_The data:_
PR #1034, opened 2025-06-09
log with mdc context and propagate locals for mdc and otel in go blocks

kurtharriger:
Update core async to support mdc and otel context propagation

### DIFF
--- a/src/fluree/db/util/async.cljc
+++ b/src/fluree/db/util/async.cljc
@@ -1,9 +1,12 @@
 (ns fluree.db.util.async
   (:require
+   #?(:clj [clojure.core.async.impl.dispatch :as dispatch])
    [clojure.core.async :as async]
    [clojure.core.async.impl.protocols :as async-protocols]
    [fluree.db.util.core :as util #?(:clj :refer :cljs :refer-macros) [try* catch*]])
-  #?(:cljs (:require-macros [fluree.db.util.async :refer [<? go-try]])))
+  #?(:cljs (:require-macros [fluree.db.util.async :refer [<? go-try]]))
+  #?(:clj (:import [java.util.concurrent Executor]
+                   [org.slf4j MDC])))
 
 #?(:clj (set! *warn-on-reflection* true))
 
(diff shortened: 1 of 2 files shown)


src/fluree/db/util/async.cljc
```diff
@@ -105,3 +108,57 @@
...
+;;   is propagated to threads when desired.
+;;   See https://github.com/open-telemetry/opentelemetry-java/blob/main/context/src/main/java/io/opentelemetry/context/Context.java
+;;   core.async does not expose the thread pool direclty so we need to monkey patch it.
+
+;;   core.async will propagate clojure var bindings, so alternatively it might be possible
+;;   to implement a ContextStorageProvider that stores state in a var instead of thread locals.
+;;   I spent a bit of time trying to figure this out but it seems quite a bit more involved than
+;;   patching core.aysnc"
+#?(:clj
+   (do
```
zonotope, line 123: I think it's better to have multiple calls to the reader conditional for each top-level form instead of wrapping everything with a `do`. `def`, `defn`, and `defonce` should always be at the top level.

src/fluree/db/util/async.cljc
```diff
@@ -105,3 +108,57 @@
...
+         (catch ClassNotFoundException _
+           (fn wrap-otel ^Runnable [^Runnable r] r))))
+
+     (defn wrapped-runable ^Runnable [^Runnable r] (wrap-otel (wrap-mdc r)))
+     (defn patched-run
+       "Runs Runnable r with OpenTelemetry context propagation."
+       [^Runnable r]
+       (original-run (wrapped-runable r)))
+
+     (alter-var-root #'dispatch/run (constantly patched-run))
```
zonotope, line 155: I get really squeamish about patching external function implementations we don't control, especially non-public implementation internals. Not only can it lead to subtle bugs that are difficult to diagnose, but it also relies on a non-contracted implementation that could change at any time either breaking everything all together or, worse, leading to undefined behavior and more difficult to diagnose subtle bugs. 

I think this is especially true in this case because `clojure.core.async` is about to totally change its implementation to move from their own async thread pool to using JVM native virtual threads provided by [project loom](https://openjdk.org/projects/loom/). That new implementation is already in alpha, and we plan on switching to it as soon as it's marked stable.

zonotope (commented):
Did you evaluate the [`clj-otel` library](https://github.com/steffan-westcott/clj-otel)? They have an [example utility namespace for working with core.async](https://github.com/steffan-westcott/clj-otel/blob/master/examples/common/core-async.utils/src/example/common/core_async/utils.clj). Does that not work for us?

_Task instructions:_ What you output must match the lines from the beginning of the material through the line with "[clojure.core.async.impl.protocols :as async-protocols]" exactly, both ends included.

_Problem solution:_
PR #1034, opened 2025-06-09
log with mdc context and propagate locals for mdc and otel in go blocks

kurtharriger:
Update core async to support mdc and otel context propagation

### DIFF
--- a/src/fluree/db/util/async.cljc
+++ b/src/fluree/db/util/async.cljc
@@ -1,9 +1,12 @@
 (ns fluree.db.util.async
   (:require
+   #?(:clj [clojure.core.async.impl.dispatch :as dispatch])
    [clojure.core.async :as async]
    [clojure.core.async.impl.protocols :as async-protocols]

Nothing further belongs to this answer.